Я поставил корзину с рыбой на землю. Это было неожиданно. Мне стало интересно, какие диалектические уловки есть у этой чаровницы для того, чтобы завлечь меня в сети своего малопонятного божества. И еще я подумал, что, наверное, если во время совокупления неотрывно смотреть в глаза Тахмины, можно умереть от счастья. Только ради этого, может быть, стоило принять свет Ахурамазды…

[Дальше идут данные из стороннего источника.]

PR #1675, opened 2020-11-24
fix(view): don't summarize artifact when unused

emjburns:
This PR fixes the issue where we create summaries for environments where an artifact will never go. that is distracting and confusing in the UI. it does not spark joy.

### DIFF
--- a/keel-api/src/main/kotlin/com/netflix/spinnaker/keel/api/artifacts/DeliveryArtifact.kt
+++ b/keel-api/src/main/kotlin/com/netflix/spinnaker/keel/api/artifacts/DeliveryArtifact.kt
@@ -1,5 +1,7 @@
 package com.netflix.spinnaker.keel.api.artifacts
 
+import com.netflix.spinnaker.keel.api.ArtifactReferenceProvider
+import com.netflix.spinnaker.keel.api.Environment
 import com.netflix.spinnaker.keel.api.schema.Discriminator
 import java.time.Instant
 
@@ -92,6 +94,15 @@ abstract class DeliveryArtifact {
         "createdAt" to createdAt
       )
     ).normalized()
+
+  /**
+   * @return `true` if this artifact is used by any resource in [environment], `false` otherwise.
+   */
+  fun isUsedIn(environment: Environment) =
+    environment
+      .resources
+      .map { (it.spec as? ArtifactReferenceProvider)?.artifactReference }
+      .contains(reference)
 
   fun toLifecycleRef() = "$deliveryConfigName:$reference"
 
--- a/keel-core/src/main/kotlin/com/netflix/spinnaker/keel/services/ApplicationService.kt
+++ b/keel-core/src/main/kotlin/com/netflix/spinnaker/keel/services/ApplicationService.kt
@@ -141,6 +141,15 @@ class ApplicationService(
     )
   }
 
+  fun getSummariesAllEntities(application: String): Map<String, Any> {
+    val summaries: MutableMap<String, Any> = mutableMapOf()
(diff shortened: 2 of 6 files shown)


keel-api/src/main/kotlin/com/netflix/spinnaker/keel/api/artifacts/DeliveryArtifact.kt
```diff
@@ -93,6 +95,15 @@ abstract class DeliveryArtifact {
       )
     ).normalized()
```
emjburns, line 97: Pulled this function from the `EnvironmentPromotionChecker`, it's useful.

keel-core/src/main/kotlin/com/netflix/spinnaker/keel/services/ApplicationService.kt
```diff
@@ -192,29 +201,38 @@ class ApplicationService(
...
-                }
+              if ( artifact.isUsedIn(environment)) { // only add a summary if the artifact is used in the environment
+                buildArtifactSummaryInEnvironment(deliveryConfig, environment.name, artifact, artifactVersion.version, status)
+                  ?.also {
+                    artifactSummariesInEnvironments.add(
+                      it.addStatefulConstraintSummaries(deliveryConfig, environment, artifactVersion.version)
+                        .addStatelessConstraintSummaries(deliveryConfig, environment, artifactVersion.version, artifact)
+                    )
+                  }
+              }
```
emjburns, line 235: ^ is the big fix, specifically line 227.

emjburns: Now, it's true that we're still calculating the summary in the SQL. We're just filtering it out here, and this is the view that the UI uses. We can surely optimize this later if needed but focusing on stopping the really annoying user facing behavior for now

erikmunson:
beautiful

keel-web/src/main/kotlin/com/netflix/spinnaker/keel/rest/ApplicationController.kt
```diff
@@ -75,13 +75,17 @@ class ApplicationController(
...
+        results.putAll(applicationService.getSummariesAllEntities(application))
+      } else {
+        entities.forEach { entity ->
+          results[entity] = when (entity) {
+            "resources" -> applicationService.getResourceSummariesFor(application)
+            "environments" -> applicationService.getEnvironmentSummariesFor(application)
+            "artifacts" -> applicationService.getArtifactSummariesFor(application,
+              maxArtifactVersions ?: DEFAULT_MAX_ARTIFACT_VERSIONS)
+            else -> throw InvalidRequestException("Unknown entity type: $entity")
+          }
```
emjburns, line 88: the environments summary was pulled twice - once for `environments`, once for `artifacts`. Adding a function that takes care of the way deck is calling us so that we don't have to do the expensive database calculation twice. Leaving the old function in here for one-off calls, or when deck just calls with `resources`

erikmunson: 🥳 no idea how much you expect here in terms tangible impact on latency, but if you think it'll be material it'd be cool if we could watch a response latency graph of some kind before/after deployment

robfletcher (approved):

keel-web/src/main/kotlin/com/netflix/spinnaker/keel/rest/ApplicationController.kt
emjburns: ooooo. let me think.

– Благость Ахурамазды абсолютна! – продолжала гостья с торопливым восторгом. – Он величайший, он самый старый и самый юный, он знает прошлое и настоящее, он – воплощение справедливости и любви, он сотворил пространство мира… Он владыка мысли, который дает радость и умиротворение, он брат и отец человеку, поистине любящий отец, и мы не должны отвергать эту возможность, потому что только в Ахурамазде есть ключ ко спасению…
– Чем же Ахурамазда лучше еврейского Бога? – спросил я; меня забавлял этот разговор.
– Он послал людям своего сына Заратуштру! – воскликнула она. – И Заратуштра стал великим пророком, через которого мы все получили священное писание…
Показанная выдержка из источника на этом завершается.